Strikes me that as long as you personally only "repin" content that Pinterest
have already provided to you then your personal liability shouldn't come in to
play.

Pinterest are providing a user-tagged image search service quite like Google's
image search (in legal context at least) IMO. Where it differs really is that
the user-tagging is explicit (though I assume that Google still have that
tagging "game" in place) and that the images that Pinterest host are larger
[full-sized?]. I see re-pinning as akin to providing a link to a Google Image
search page; the service provider in both cases has initially made the image
copy and the user has simply referenced that and added meta-data.
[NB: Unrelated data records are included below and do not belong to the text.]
PR #141, opened 2022-04-21
$labelledby does not exist

justinkruit:
I was getting a PHP notice that $labelledby does not exist. Checked with the default template, and it seems it indeed does not exist.


crftwrk (approved):
👍

PR #145, opened 2022-04-28
Make footer stick to bottom

### LINKED ISSUE #143: content min-height
Is there any reason why on markup.scss there is a min-height of 600px for the content ID ?
And how to remove that on child theme ?

justinkruit:
This should fix #143 for the future.


justinkruit:
When this gets approved, I'll soon do another run of reformatting the project. I've noticed some files being a bit messy, so just wanted to clean that up.

crftwrk (approved):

Now I do think things are a bit more fuzzy in the situation where the user
causes the Pinterest service provider to acquire the image. But again it is
the service provider that is retaining the copy of the creators work. Moreover
if you just choose to "pin it" when you add rather than upload then you don't
even locally store the images.

Where things get really interesting to me is if you use Pinterest (which I
assume is a USA based service) to get content from another country. Pinterest
should find that they're subject to the local laws but the user should only be
subject (to my mind) to USA law and their own local laws. This could cause
some major problems for Pinterest IMO.

In short, to my view it looks like the liability for any tortuous action WRT
copyright lies with Pinterest and not the user excepting if the user uploads
directly.

This is of course not legal advice.

------
gioele
So a lawyer discovers _only after reading a random TOS_ that almost everything
you do on the internet (social websites, email forwarding, bookmarks) is
illegal? Aren't courses on copyright compulsory in US law schools?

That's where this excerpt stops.